Конечно, осознание этого способно обескуражить. Подспудный мотив квеста Марии Степановой — неудача: она пишет, что в ее случае прошлое «все отводит и отводит ложку от загодя разинутого рта». В одной из глав описана поездка в Саратов: тамошний знакомый сообщил Степановой адрес, по которому жили ее предки, она зашла во двор и все-все там узнала: «я вспомнила под этими окнами все, с таким чувством высокой, природной точности я догадывалась о том, как тут у нас было устроено, как жили здесь и зачем уезжали». Через несколько дней знакомый позвонил с извинениями: оказалось, он перепутал адрес; «и это примерно все, что я знаю о памяти», — так Степанова заканчивает эту историю. В другом месте, осознав неравенство документа давно прошедшей истине, она вспоминает момент разочарования: «Вместо респектабельного занятия — исследования или расследования — все, чем я занималась все это время, вдруг оказалось фрейдовским семейным романом, чувствительным романсом о былом». 

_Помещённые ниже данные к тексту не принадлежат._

PR #4491, opened 2022-06-27
fix(core): add windows 7 notification support

lucasfernog:

- [x] Bugfix
- [x] Feature
- [ ] Docs
- [ ] New Binding issue #___
- [ ] Code style update
- [ ] Refactor
- [ ] Build-related changes
- [ ] Other, please describe:

- [ ] No

### Checklist

### DIFF
--- a/.changes/is-windows-7.md
+++ b/.changes/is-windows-7.md
@@ -1,0 +1,5 @@
+---
+"tauri-utils": patch
+---
+
+Added `platform::is_windows_7`.
--- a/.changes/win7-notifications.md
+++ b/.changes/win7-notifications.md
@@ -1,0 +1,5 @@
+---
+"tauri": patch
+---
+
+Added `Notification::notify` API which includes Windows 7 support.
--- a/.changes/win7-notifications.md
+++ b/.changes/win7-notifications.md
@@ -2,4 +2,4 @@
 "tauri": patch
 ---
 
-Added `Notification::notify` API which includes Windows 7 support.
+Added `Notification::notify` API behind the `windows7-compat` Cargo feature, which includes Windows 7 support.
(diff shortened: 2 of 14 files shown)


JonasKruckenberg:
I don't like that it's not an opt-in thing :/ because many people will not make use of this method. But I think we have too many features as-is, so I'm content.

~~Edit: Without knowing too much about the notifications feature, why can't this be a check inside `show`? That calls out to the `notify_win7` method?~~

EditEdit: I'm stupid and should pay attention to what's happening on discord

lucasfernog:
Basically the problem is that we need the event loop to be running and the notification's show method to be called in the main thread. The current show API cannot do that.

lucasfernog:
I could also introduce a `windows7` or `compatibility` Cargo feature that changes the `show` method signature.

JonasKruckenberg:
> I could also introduce a `windows7` or `compatibility` Cargo feature that changes the `show` method signature.

Hmmm, I mean on paper that is the most elegant solution IMO. But we already have so many features and this would just be one more thing to document 🤔 So I'm fine with whatever you decide.

If you go the feature route, name it `windows7` (or `windows7_compat`) though, we might have more specialized bug fixes for win7 in the future

amrbashir:
I am in favor of adding this behind a feature flag. Most tauri apps won't care about win7 and those who want to support, will need to pay the penalty of having to include another crate.

lucasfernog:
I've added the feature flag but kept the two different names for better documentation. I also put a deprecation warning on `show()` in case `windows7-compat` is enabled so you don't accidentally use it.

lucasfernog:
Done. Tomorrow I'll add the Windows 7 section in the distribution guide (webview install + notifications).

JonasKruckenberg (approved):

PR #14967, opened 2026-02-18
fix(deps): disable default-features in objc2 crates

montyc1999:
We are mistakenly using default features in the crates: `objc2-foundation`, `objc2-app-kit`, and `objc2-web-kit`.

Это сказано с самоосуждением — какого ее работа совершенно не заслуживает. Слово «романс», вынесенное на обложку, кажется проявлением самоиронии, но на самом деле это прекрасное признание. Отвлечемся на минуту от текста Степановой и вспомним об аберрациях совсем иного рода и качества — тех, с которыми мужественно боролся покойный академик Андрей Зализняк. Я говорю о «новой хронологии», запросто отождествляющей Россию с Ирландией и слепляющей нескольких императоров в одну фигуру. Мне часто кажется, что «новая хронология», задорновская этимология, чудиновские иероглифы на поверхности Солнца — это несостоявшаяся поэзия, фатально принятая за науку. У Степановой все по-другому: она пишет исследование о реальных вещах, но не называет его (подобно Солженицыну) «опытом художественного исследования», а сообщает ему легкое, контрастирующее с весомостью книги определение — «романс». 

Если, опять же в духе оправданных поэзией лингвистических выкладок, разложить это слово, мы получаем «роман с» — в данном случае роман с памятью, в обоих, разумеется, смыслах этого слова. То, что делает Степанова, — дело любви, ну а слово «романс» говорит нам о пении — и о том песенном жанре, к которому близка ее поэзия. Романс — жанр городского фольклора, наполненный той самой избыточной красотой «секретиков», что казалась излишней в позднесоветском мире «достойной и бодрой скромности». Под любовным взглядом эта красота раскрывается, «все рифмуется со всем», кажущаяся низость жанра становится совершенно неважной, а его общественность (все знают эти романсы, все их пели) парадоксальным образом высвечивает уникальность каждого поющего. 

В одном месте этой книги Степанова признается, что часто представляет себе такое: если бы у дней, конкретных дат в личной истории, были дети, сколько сейчас им было бы лет? Можно представить себе неменьшую абстракцию: если бы у целей была судьба?.. Когда-то давно Мария Степанова поставила перед собой простую цель — написать книгу о своей семье. По мере многолетней работы эта цель чуть не пришла к провалу, но, преодолев множество испытаний и этических пропастей, взглянув во множество зеркал, которые держали перед ней предшественники, — она сумела-таки осуществиться. Рассказать о своей семье вдруг становится возможно. Становится возможно заново рассыпать и собрать мозаику. «Памяти памяти» — это книга памяти громадного путешествия, и путеводная нить сохранена для читателей.